PR #1464, opened 2021-10-06
Board calculations

harshilsharma63:
#### Summary
Implemented board calculations

#### Ticket Link
Implements https://community-daily.mattermost.com/boards/workspace/qgsck6cts3fwpqwyjiupjm5cde/47aa9bb4-6967-4a96-83c7-11bd6b20f1eb/392c8889-6c8f-4cb7-8407-f5c57c1acfe8?c=cfbae9e8-e4b6-40e3-80fb-38857668536e


harshilsharma63:
> I ran into a couple issues while testing. It was displaying the menu at all times. Never did close.

Fixed that. A debug setting was left on.


> I may have missed it, but is there a way to tell what the number is without opening the menu. (ie. onhover) display `Count Value [Owner]`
------------------------------
WHAT IS REQUIRED -
Nothing should be returned except the lines from the one containing "#### Summary" through the last line of the data, each restated word for word.

RESULT -
#### Summary
Implemented board calculations

#### Ticket Link
Implements https://community-daily.mattermost.com/boards/workspace/qgsck6cts3fwpqwyjiupjm5cde/47aa9bb4-6967-4a96-83c7-11bd6b20f1eb/392c8889-6c8f-4cb7-8407-f5c57c1acfe8?c=cfbae9e8-e4b6-40e3-80fb-38857668536e


harshilsharma63:
> I ran into a couple issues while testing. It was displaying the menu at all times. Never did close.

Fixed that. A debug setting was left on.


> I may have missed it, but is there a way to tell what the number is without opening the menu. (ie. onhover) display `Count Value [Owner]`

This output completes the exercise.